> Aim of the task:
Restate verbatim the span of lines below between the line with "akallabeth: grepping through" and the line with "hardening: Well I'm", including those two lines, and only that span.

Provided information section start

PR #10612, opened 2024-09-16
SDL3 client: improve the treatment of clipboard data requests

hardening:
This patch adds a success flag on clipboard data requests, so that we can react correctly in the SDL handler. I've also made some errors non fatal like if you requests a kind of data that doesn't exist the client should not terminate

### DIFF
--- a/client/SDL/SDL3/sdl_clip.cpp
+++ b/client/SDL/SDL3/sdl_clip.cpp
@@ -285,6 +285,24 @@ UINT sdlClip::SendDataResponse(const BYTE* data, size_t size)
 	return _ctx->ClientFormatDataResponse(_ctx, &response);
 }
 
+UINT sdlClip::SendDataRequest(uint32_t formatID, const std::string& mime)
+{
+	CLIPRDR_FORMAT_DATA_REQUEST request = { .requestedFormatId = formatID };
+
+	_request_queue.push({ formatID, mime });
+
+	WINPR_ASSERT(_ctx);
+	WINPR_ASSERT(_ctx->ClientFormatDataRequest);
+	UINT ret = _ctx->ClientFormatDataRequest(_ctx, &request);
+	if (ret == CHANNEL_RC_OK)
+	{
+		WLog_Print(_log, WLOG_ERROR, "error sending ClientFormatDataRequest, cancelling request");
+		_request_queue.pop();
+	}
+
+	return ret;
+}
+
 std::string sdlClip::getServerFormat(uint32_t id)
 {
 	for (auto& fmt : _serverFormats)
@@ -585,60 +603,73 @@ UINT sdlClip::ReceiveFormatDataResponse(CliprdrClientContext* context,
 	ClipboardLockGuard give_me_a_name(clipboard->_system);
 	std::lock_guard<CriticalSection> lock(clipboard->_lock);
 	if (clipboard->_request_queue.empty())
-		return ERROR_INTERNAL_ERROR;
-
-	auto request = clipboard->_request_queue.front();
-	if (formatDataResponse->common.msgFlags & CB_RESPONSE_FAIL)
 	{
-		WLog_WARN(TAG, "clipboard data request for format %" PRIu32 " [%s], mime %s failed",
-		          request.format(), request.formatstr().c_str(), request.mime().c_str());
+		WLog_Print(clipboard->_log, WLOG_ERROR, "no pending format request");
 		return ERROR_INTERNAL_ERROR;
 	}
 
-	deleted_unique_ptr<void> cdata;
-	UINT32 srcFormatId = 0;
-	switch (request.format())
+	do
 	{
-		case CF_TEXT:
-		case CF_OEMTEXT:
-		case CF_UNICODETEXT:
-			srcFormatId = request.format();
-			break;
+		UINT32 srcFormatId = 0;
+		auto& request = clipboard->_request_queue.front();
+		bool success = (formatDataResponse->common.msgFlags & CB_RESPONSE_OK) &&
+		               !(formatDataResponse->common.msgFlags & CB_RESPONSE_FAIL);
+		request.setSuccess(success);
 
-		case CF_DIB:
-		case CF_DIBV5:
-			srcFormatId = request.format();
-			break;
-
-		default:
+		if (!success)
 		{
+			WLog_Print(clipboard->_log, WLOG_WARN,
+			           "clipboard data request for format %" PRIu32 " [%s], mime %s failed",
+			           request.format(), request.formatstr().c_str(), request.mime().c_str());
+			break;
+		}
 
-			auto name = clipboard->getServerFormat(request.format());
-			if (!name.empty())
+		switch (request.format())
+		{
+			case CF_TEXT:
+			case CF_OEMTEXT:
+			case CF_UNICODETEXT:
+				srcFormatId = request.format();
+				break;
+
+			case CF_DIB:
+			case CF_DIBV5:
+				srcFormatId = request.format();
+				break;
+
+			default:
 			{
-				if (name == type_FileGroupDescriptorW)
+				auto name = clipboard->getServerFormat(request.format());
+				if (!name.empty())
 				{
-					srcFormatId =
-					    ClipboardGetFormatId(clipboard->_system, type_FileGroupDescriptorW);
+					if (name == type_FileGroupDescriptorW)
+					{
+						srcFormatId =
+						    ClipboardGetFormatId(clipboard->_system, type_FileGroupDescriptorW);
 
-					if (!cliprdr_file_context_update_server_data(clipboard->_file,
-					                                             clipboard->_system, data, size))
-						return ERROR_INTERNAL_ERROR;
-				}
-				else if (name == type_HtmlFormat)
-				{
-					srcFormatId = ClipboardGetFormatId(clipboard->_system, type_HtmlFormat);
+						if (!cliprdr_file_context_update_server_data(
+						        clipboard->_file, clipboard->_system, data, size))
+							return ERROR_INTERNAL_ERROR;
+					}
+					else if (name == type_HtmlFormat)
+					{
+						srcFormatId = ClipboardGetFormatId(clipboard->_system, type_HtmlFormat);
+					}
 				}
 			}
+			break;
 		}
-		break;
-	}
 
-	const BOOL sres = ClipboardSetData(clipboard->_system, srcFormatId, data, size);
-	if (!sres)
+		if (!ClipboardSetData(clipboard->_system, srcFormatId, data, size))
+		{
+			WLog_Print(clipboard->_log, WLOG_ERROR, "error when setting clipboard data");
+			return ERROR_INTERNAL_ERROR;
+		}
+	} while (false);
+
+	if (!SetEvent(clipboard->_event))
 		return ERROR_INTERNAL_ERROR;
 
-	(void)SetEvent(clipboard->_event);
 	return CHANNEL_RC_OK;
 }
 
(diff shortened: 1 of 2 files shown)


client/SDL/SDL3/sdl_clip.cpp
```diff
@@ -585,18 +603,25 @@ UINT sdlClip::ReceiveFormatDataResponse(CliprdrClientContext* context,
...
+	bool success = (formatDataResponse->common.msgFlags & CB_RESPONSE_OK) &&
+	               !(formatDataResponse->common.msgFlags & CB_RESPONSE_FAIL);
+	request.setSuccess(success);
+
+	if (!success)
 	{
 		WLog_WARN(TAG, "clipboard data request for format %" PRIu32 " [%s], mime %s failed",
 		          request.format(), request.formatstr().c_str(), request.mime().c_str());
-		return ERROR_INTERNAL_ERROR;
+		goto out;
```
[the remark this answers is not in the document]
hardening: stupid advice, we shall drop `cppcoreguidelines-avoid-goto`

client/SDL/SDL3/sdl_clip.cpp
```diff
@@ -671,27 +701,51 @@ const void* sdlClip::ClipDataCb(void* userdata, const char* mime_type, size_t* s
 	}
 
 	{
-		HANDLE hdl[2] = { clip->_event, freerdp_abort_event(clip->_sdl->context()) };
-		auto status = WaitForMultipleObjects(ARRAYSIZE(hdl), hdl, FALSE, INFINITE);
-		if (status != WAIT_OBJECT_0)
-			return nullptr;
+		HANDLE hdl[2] = { freerdp_abort_event(clip->_sdl->context()), clip->_event };
+		DWORD status;
```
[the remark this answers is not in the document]
hardening: false positive, we shall remove `cppcoreguidelines-init-variables`

client/SDL/SDL3/sdl_clip.cpp
```diff
@@ -671,27 +701,51 @@ const void* sdlClip::ClipDataCb(void* userdata, const char* mime_type, size_t* s
 	}
 
 	{
-		HANDLE hdl[2] = { clip->_event, freerdp_abort_event(clip->_sdl->context()) };
-		auto status = WaitForMultipleObjects(ARRAYSIZE(hdl), hdl, FALSE, INFINITE);
-		if (status != WAIT_OBJECT_0)
-			return nullptr;
+		HANDLE hdl[2] = { freerdp_abort_event(clip->_sdl->context()), clip->_event };
```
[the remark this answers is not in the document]
hardening: we should drop `cppcoreguidelines-avoid-c-arrays`, there's no rational to use complicated `C++` construct that could not behave as expected instead of plan C arrays, especially when it's for calling a `C` function.

client/SDL/SDL3/sdl_clip.cpp
```diff
@@ -743,7 +797,8 @@ bool sdlClip::mime_is_html(const std::string& mime)
 	return mime.compare(mime_html) == 0;
 }
 
-ClipRequest::ClipRequest(UINT32 format, std::string mime) : _format(format), _mime(std::move(mime))
+ClipRequest::ClipRequest(UINT32 format, const std::string& mime)
+    : _format(format), _mime(mime), _success(false)
```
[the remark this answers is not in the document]
hardening: When you see the justification of `modernize-pass-by-value`, you can eventually have a benefit with the `move` operator but you must match so many conditions that at the end the compiler is not sure to be able to do the cheap optimization. While there's lots of ways to misuse that (the funny thing is that they recognize themselves in the rule description that it's error prone), so I'd be to not enforce the "modern" thing and put off `modernize-pass-by-value`. Unfortunately the case I've changed is one where the compiler can do the optimization :-(

client/SDL/SDL3/sdl_clip.cpp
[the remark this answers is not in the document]
akallabeth: @hardening you´re in `C++` here, so good advice ;)
you can do `RAII` with `std::unique_ptr` so even `malloc` allocated data is freed up properly.

client/SDL/SDL3/sdl_clip.cpp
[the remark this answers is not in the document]
akallabeth: @hardening yes, that one is not really helpful.
not fully through with the `C` checks yet, but this one is on the list to be deactivated.

client/SDL/SDL3/sdl_clip.cpp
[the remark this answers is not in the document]
akallabeth: maybe this helps: https://stackoverflow.com/questions/48842770/how-do-i-run-a-cleanup-code-on-the-function-exit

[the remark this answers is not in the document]
akallabeth: and maybe this one https://stackoverflow.com/questions/10270328/the-simplest-and-neatest-c11-scopeguard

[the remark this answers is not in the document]
akallabeth: grepping through code, I see there are a few places left that use `goto` in the `C++` components, should create a separate pr to clean that up.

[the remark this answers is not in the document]
hardening: Well I'm perfectly aware of scopeguard, but sometime a good old `goto` is way more readable than a complicated C++ construct (the links that you gave are the perfect example of that, it seems like PERL code, but it's C++). 
Anyway I'll see if scopeguard makes sense for this precise function, but as a general rule I'm for letting people use gotos when it makes sense (and so remove the bothering rule).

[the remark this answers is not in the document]
akallabeth: @hardening please. the second example is a template class (really on hello world complexity) and a template helper function to create an instance of that.
you gain proper scoping and eliminate all the bad stuff of `goto` (just jumping around without any checks at all)
in `C` there is no real alternative, but for `C++` there is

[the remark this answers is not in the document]
hardening: So I managed to deal it with a `do { .... if(error condition) break; ... } while(0);` but I couldn't find a non over-complex way to handle the thing even with scoped guard. And in fact this is an hidden `goto`, just like is the scoped guard in a way. That "never use goto rule" is not accurate, the rule must be don't use goto inappropriately.

client/SDL/SDL3/sdl_clip.cpp
```diff
@@ -585,60 +603,74 @@ UINT sdlClip::ReceiveFormatDataResponse(CliprdrClientContext* context,
...
-		case CF_TEXT:
-		case CF_OEMTEXT:
-		case CF_UNICODETEXT:
-			srcFormatId = request.format();
-			break;
-
-		case CF_DIB:
-		case CF_DIBV5:
-			srcFormatId = request.format();
+		deleted_unique_ptr<void> cdata;
```
akallabeth, line 613: leftover?

client/SDL/SDL3/sdl_clip.cpp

Provided information section end

> Exercise response:
akallabeth: grepping through code, I see there are a few places left that use `goto` in the `C++` components, should create a separate pr to clean that up.

[the remark this answers is not in the document]
hardening: Well I'm perfectly aware of scopeguard, but sometime a good old `goto` is way more readable than a complicated C++ construct (the links that you gave are the perfect example of that, it seems like PERL code, but it's C++). 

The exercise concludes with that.